With its scheduled termination date on the horizon at the end of 2026, CMS will need to decide whether to extend the program with modifications or what might follow ACO REACH as the next generation program. With the stated goal of having every Medicare fee-for-service beneficiary in an accountable care relationship by 2030, CMMI is steadfast in its commitment to perpetuate key ACO REACH learnings at scale to meet their accountable care objectives. Lessons drawn from ACO REACH inform the next decade of value-based care as CMMI moves from experimentation to actualization.  

The Future Beyond 2026:  Uncertainty and Opportunity 

The continuity of ACO REACH payment model design features is crucial for preserving the gains made in value-based care and for driving further innovations in the healthcare system. Leaders in the accountable care community have spoken out loudly in support of ACO REACH, and CMS has recognized this by actively engaging with stakeholders to ensure that the transition to new models, such as the proposed full-risk track in MSSP, which will build on the successes and lessons learned from ACO REACH. This engagement highlights CMS’s commitment to maintaining a trajectory of improvement in patient outcomes and cost savings, even as specific programs evolve and adapt over time. 

In a recent episode of the Lumeris podcast, “Enabling Health Value”, Elizabeth Fowler, Ph.D., J.D., the Deputy Administrator and Director of the Center for Medicare and Medicaid Innovation, stated the following: We’re committed to improving the ACO REACH model and the opportunities it can bring to improve care for beneficiaries. We are indeed looking to expand the successes of this model to other providers in the Shared Savings Program. We are currently evaluating what lessons we can import into the program. You will see more on that coming very soon.”mThe future of Medicare’s value-based care models post-2026 is uncertain in terms of the composition of the overall APM portfolio. While the MSSP will remain a central component, there is potential for more sophisticated CMMI programs or new innovation models to emerge. Lumeris is positioned to support the next generation of programs, leveraging our extensive experience and proven success in both the REACH and MSSP models. 

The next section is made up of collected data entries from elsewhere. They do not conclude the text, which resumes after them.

PR #2874, opened 2026-01-28
fix(core): support contentMediaType in allOf/oneOf/anyOf for multipart/form-data (#2873)

### LINKED ISSUE #2873: using allOf in responseBody results in wrong types
### Description

When allOf is used to merge two schemas for request body params, some types are produced wrong. In my case it is `string` instead of `Blob` for string/binary type.

Normal case:
```yaml
        post:
            operationId: post_api_client_update
            parameters:
                -   name: client
                    in: path
                    required: true
                    schema:
                        type: string
            requestBody:
                required: true
                content:
                    multipart/form-data:
                        schema:
                            properties:
                                logo:
                                    type: string
                                    format: binary
                            type: object
```
Result:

We recognize the importance of being ready for whatever comes next. Whether it’s an advanced CMMI program or another innovative model introduced by CMS, Lumeris stands prepared to help providers navigate and succeed in these environments. Our tools, solutions, and experience in driving substantial value in both REACH and MSSP will be crucial in unlocking new opportunities and maximizing outcomes in the evolving landscape of Medicare innovation. 

Lumeris: Driving Value in CMS Programs 

Lumeris has demonstrated substantial success in supporting healthcare providers through both the ACO REACH and MSSP programs. Our comprehensive solutions and toolsets are designed to drive outcomes, enhance health equity, and support sustainable practice transformation. By aligning economic models with the reorganization of care delivery, we enable our partners to take on two-sided risk contracts, which is a strategic lever for amplifying upside revenue potential. 

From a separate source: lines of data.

Issue #2876, opened 2026-01-29
OpenAPI `discriminator.propertyName` not reflected in generated `oneOf` member types


yekver:
### Description

After upgrading to v8, schemas using `oneOf` + `discriminator.propertyName` no longer get the discriminator property included in the generated member types. In v7 Orval generated a required `type` property for the `oneOf` variants; in v8 that property disappears.

This breaks narrowing on discriminated unions in TS.

### Configuration (orval.config)

```ts
tsconfig: './tsconfig.json'
client: 'axios',
httpClient: 'axios'
mode: 'tags-split'
```

### Environment

Orval: v8.1
OpenAPI: 3.0.3
NodeJS: 22.22

### Expected behavior

```ts
export type Cat = AnimalBase & {
  livesLeft: number;
} & Required<Pick<AnimalBase & { livesLeft: number }, 'livesLeft'>>;
```

### Actual behavior

```ts
export type Cat = AnimalBase & {
  livesLeft: number;
  type: 'CAT';
} & Required<Pick<AnimalBase & { livesLeft: number; type: 'CAT'; }, 'livesLeft' | 'type'>>;
```

### OpenAPI document (minimal, if applicable)

```yaml
openapi: 3.0.3
info:
  title: Discriminator regression reproduction 
  version: 1.0.0
components:
  schemas:
    Animal:
      type: object
      description: Base union
      discriminator:
        propertyName: type
        mapping:
          DOG: '#/components/schemas/Dog'
          CAT: '#/components/schemas/Cat'
        oneOf:
          - $ref: '#/components/schemas/Dog'
          - $ref: '#/components/schemas/Cat'

    AnimalBase:
      type: object
      description: Base union without discriminator
      properties:
        type:
          type: string

    Cat:
      allOf:
        - $ref: '#/components/schemas/AnimalBase'
      type: object
      required:
        - livesLeft
      properties:
        livesLeft:
          type: integer
          description: Number of lives left
          minimum: 0

    Dog:
      allOf:
        - $ref: '#/components/schemas/AnimalBase'
      type: object
      required:
        - breed
      properties:
        breed:
          type: string
          description: Breed of the dog 
paths: {}

```

### Additional context

Without `type`, code like `if (animal.type === 'CAT') { ... }` either fails to compile or loses type narrowing.

melloware:
@froggy1014 can you investigate this one?

froggy1014:
@melloware 

alright. assign me !

[...]

PR #2881, opened 2026-01-29
fix(core): dedupeUnionType only splits on top-level | #2880

### LINKED ISSUE #2880: dedupeUnionType corrupts inline combined types
### Description

When using v8's default inline combined types (no intermediate type aliases), the generated TypeScript can have syntax errors. This is because `dedupeUnionType` splits on all `|` characters, including those inside object types.

For example, an anyOf with two similar object branches:

```yaml
anyOf:
  - type: object
    properties:
      channel:
        enum: [email, sms]
  - type: object
    properties:
      channel:
        enum: [email, sms]
      id:
        type: integer
```

Generates corrupted output like:

```typescript
{ channel?: 'email' | 'sms' } | { channel?: 'email' | 'sms'; id: number }
// After dedupeUnionType incorrectly splits on nested |:
{ channel?: 'email' | 'sms' } | 'sms'; id: number }  // // Garbage - fragments deduped incorrectly
```

The fix is to only split on top-level `|`, tracking bracket depth to skip `|` inside `{}`, `()`, `[]`, and `<>`. This wasn't an issue in v7 because intermediate type aliases meant `dedupeUnionType` only saw simple type names like `ResponseAnyOf | ResponseAnyOfTwo`, never nested structures.

```ts
// paste your orval.config file here
```

### Environment

### Expected behavior

_No response_

### Actual behavior

_No response_

```yaml
openapi: 3.0.3
info:
  title: Demo
  version: 0.0.0
paths: {}
```

### Additional context

_No response_

superxiao:
Previously, dedupeUnionType split on all | characters, corrupting inline combined types containing nested unions like { a: 'x' | 'y' }. Now tracks bracket depth to only split at the top level.

Fixes #2880

### DIFF
--- a/packages/core/src/utils/string.test.ts
+++ b/packages/core/src/utils/string.test.ts
@@ -22,4 +22,27 @@ describe('dedupeUnionType', () => {
       expect(dedupeUnionType('A | B | A | C | B')).toBe('A | B | C');
     });
   });
+
+  describe('nested structures', () => {
+    it('should only split on top-level |', () => {
+      expect(dedupeUnionType("{ a: 'x' | 'y' } | { b: 'z' }")).toBe(
+        "{ a: 'x' | 'y' } | { b: 'z' }",
+      );
+      expect(dedupeUnionType("('a' | 'b')[] | string")).toBe(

As the leading enabler of value-based care transformation, Lumeris brings 15 years of concentrated learnings, achievements, and breakthroughs in healthcare transformation. Our readiness to take downside risk is crucial for our partners, as it ensures that high-quality, cost-effective, and equitable care is consistently delivered to patients. 

While this whitepaper addresses the current state and future potential of Medicare innovation models, it is important to underscore that Lumeris has a lot to offer beyond 2026. We are committed to supporting our partners through the transitions and transformations that lie ahead, ensuring that they continue to thrive and deliver exceptional care to their patients. We eagerly await further developments on the next phase of ACO REACH as it stands as a testament to the power of value-based innovation and collaboration in shaping the future of healthcare.